» **Prompt**
Every line in the records below that holds the word "option" is to be copied.

** Input records follows **

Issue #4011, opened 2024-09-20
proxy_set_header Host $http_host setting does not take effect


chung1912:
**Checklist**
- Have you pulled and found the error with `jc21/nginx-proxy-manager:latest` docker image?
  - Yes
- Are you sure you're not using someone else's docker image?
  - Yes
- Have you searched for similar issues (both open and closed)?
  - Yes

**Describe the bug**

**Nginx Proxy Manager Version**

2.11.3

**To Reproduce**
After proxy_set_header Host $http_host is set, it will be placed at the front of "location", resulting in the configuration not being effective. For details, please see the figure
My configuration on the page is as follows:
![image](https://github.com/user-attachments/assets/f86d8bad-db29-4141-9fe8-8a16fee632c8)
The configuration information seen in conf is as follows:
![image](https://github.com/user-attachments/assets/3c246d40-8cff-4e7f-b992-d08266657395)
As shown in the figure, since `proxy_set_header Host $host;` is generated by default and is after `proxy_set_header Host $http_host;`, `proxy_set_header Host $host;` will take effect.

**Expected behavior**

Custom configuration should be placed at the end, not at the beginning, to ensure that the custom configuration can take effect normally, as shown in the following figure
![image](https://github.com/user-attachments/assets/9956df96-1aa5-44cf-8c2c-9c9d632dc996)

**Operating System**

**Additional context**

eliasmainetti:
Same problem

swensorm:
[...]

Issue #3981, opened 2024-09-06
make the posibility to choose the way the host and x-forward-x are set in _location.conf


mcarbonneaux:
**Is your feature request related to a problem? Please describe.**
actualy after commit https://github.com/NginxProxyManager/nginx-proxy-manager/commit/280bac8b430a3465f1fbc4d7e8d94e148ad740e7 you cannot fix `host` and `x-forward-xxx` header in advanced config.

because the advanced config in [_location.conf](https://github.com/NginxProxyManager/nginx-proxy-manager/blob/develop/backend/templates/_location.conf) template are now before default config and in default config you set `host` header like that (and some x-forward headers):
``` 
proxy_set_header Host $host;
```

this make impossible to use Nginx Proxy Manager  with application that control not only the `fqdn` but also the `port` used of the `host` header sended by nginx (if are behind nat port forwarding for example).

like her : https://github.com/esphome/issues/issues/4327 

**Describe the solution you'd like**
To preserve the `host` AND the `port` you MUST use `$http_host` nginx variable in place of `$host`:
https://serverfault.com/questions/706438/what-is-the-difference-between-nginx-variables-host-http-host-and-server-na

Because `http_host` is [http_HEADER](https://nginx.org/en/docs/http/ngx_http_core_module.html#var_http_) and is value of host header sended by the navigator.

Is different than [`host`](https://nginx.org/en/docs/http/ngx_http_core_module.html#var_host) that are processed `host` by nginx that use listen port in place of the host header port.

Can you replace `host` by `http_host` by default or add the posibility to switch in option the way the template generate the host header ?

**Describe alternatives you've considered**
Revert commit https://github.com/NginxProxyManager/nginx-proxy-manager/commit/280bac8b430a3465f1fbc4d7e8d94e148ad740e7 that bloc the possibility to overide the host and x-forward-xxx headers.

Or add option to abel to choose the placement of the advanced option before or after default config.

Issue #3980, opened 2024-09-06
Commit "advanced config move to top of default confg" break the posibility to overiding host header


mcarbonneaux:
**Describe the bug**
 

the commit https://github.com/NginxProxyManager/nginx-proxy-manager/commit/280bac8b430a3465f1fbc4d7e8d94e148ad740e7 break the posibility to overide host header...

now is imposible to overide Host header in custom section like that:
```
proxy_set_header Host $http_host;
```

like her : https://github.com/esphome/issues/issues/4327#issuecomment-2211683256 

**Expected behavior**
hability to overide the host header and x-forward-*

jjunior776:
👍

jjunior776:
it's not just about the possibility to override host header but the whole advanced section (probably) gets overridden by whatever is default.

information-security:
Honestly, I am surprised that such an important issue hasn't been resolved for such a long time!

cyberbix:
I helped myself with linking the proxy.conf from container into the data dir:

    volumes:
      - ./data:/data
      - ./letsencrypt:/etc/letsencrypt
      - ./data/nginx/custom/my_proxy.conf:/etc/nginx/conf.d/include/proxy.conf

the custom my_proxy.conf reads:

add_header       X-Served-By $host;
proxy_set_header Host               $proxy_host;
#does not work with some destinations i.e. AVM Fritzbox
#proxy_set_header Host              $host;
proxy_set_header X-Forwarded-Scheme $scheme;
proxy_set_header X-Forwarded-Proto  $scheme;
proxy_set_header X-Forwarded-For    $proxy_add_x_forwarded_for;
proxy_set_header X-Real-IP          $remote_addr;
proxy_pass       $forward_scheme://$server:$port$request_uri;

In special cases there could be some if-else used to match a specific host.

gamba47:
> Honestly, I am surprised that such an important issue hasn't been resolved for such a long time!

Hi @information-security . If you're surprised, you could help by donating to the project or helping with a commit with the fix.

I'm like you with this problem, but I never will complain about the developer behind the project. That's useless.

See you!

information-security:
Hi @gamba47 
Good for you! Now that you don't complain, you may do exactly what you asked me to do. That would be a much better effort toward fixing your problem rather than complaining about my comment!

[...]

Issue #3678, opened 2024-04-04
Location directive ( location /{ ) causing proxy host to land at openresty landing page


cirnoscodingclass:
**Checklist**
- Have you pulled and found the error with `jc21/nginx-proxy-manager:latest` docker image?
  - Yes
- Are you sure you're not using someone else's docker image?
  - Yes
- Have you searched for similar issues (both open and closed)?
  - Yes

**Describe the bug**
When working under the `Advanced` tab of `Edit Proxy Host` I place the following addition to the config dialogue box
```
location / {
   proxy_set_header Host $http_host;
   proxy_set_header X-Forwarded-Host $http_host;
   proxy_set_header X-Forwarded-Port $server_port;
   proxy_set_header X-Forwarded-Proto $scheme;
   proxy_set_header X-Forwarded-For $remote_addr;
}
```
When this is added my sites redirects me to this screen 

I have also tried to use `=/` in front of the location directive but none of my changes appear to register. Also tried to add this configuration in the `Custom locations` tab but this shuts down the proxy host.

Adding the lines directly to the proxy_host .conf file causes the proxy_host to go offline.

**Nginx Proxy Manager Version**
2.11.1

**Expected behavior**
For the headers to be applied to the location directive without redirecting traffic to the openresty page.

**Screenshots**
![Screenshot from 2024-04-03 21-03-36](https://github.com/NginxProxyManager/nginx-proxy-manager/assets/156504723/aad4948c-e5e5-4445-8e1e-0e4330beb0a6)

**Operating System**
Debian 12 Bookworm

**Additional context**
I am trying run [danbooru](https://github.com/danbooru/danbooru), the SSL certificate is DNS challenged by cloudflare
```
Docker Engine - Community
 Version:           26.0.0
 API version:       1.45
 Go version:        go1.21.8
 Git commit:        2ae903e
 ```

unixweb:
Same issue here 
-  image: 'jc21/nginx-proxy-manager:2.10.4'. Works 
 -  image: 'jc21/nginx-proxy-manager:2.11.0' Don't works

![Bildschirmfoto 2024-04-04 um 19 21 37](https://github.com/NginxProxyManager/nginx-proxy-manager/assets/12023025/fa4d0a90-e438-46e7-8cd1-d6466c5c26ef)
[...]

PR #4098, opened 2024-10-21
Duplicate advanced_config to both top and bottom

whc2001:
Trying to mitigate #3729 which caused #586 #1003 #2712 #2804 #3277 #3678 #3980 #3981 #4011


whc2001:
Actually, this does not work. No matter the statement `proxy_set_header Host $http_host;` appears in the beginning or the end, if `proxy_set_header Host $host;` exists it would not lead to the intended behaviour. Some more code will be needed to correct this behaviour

** End of Input records **

» **Answer space**
Can you replace `host` by `http_host` by default or add the posibility to switch in option the way the template generate the host header ?
Or add option to abel to choose the placement of the advanced option before or after default config.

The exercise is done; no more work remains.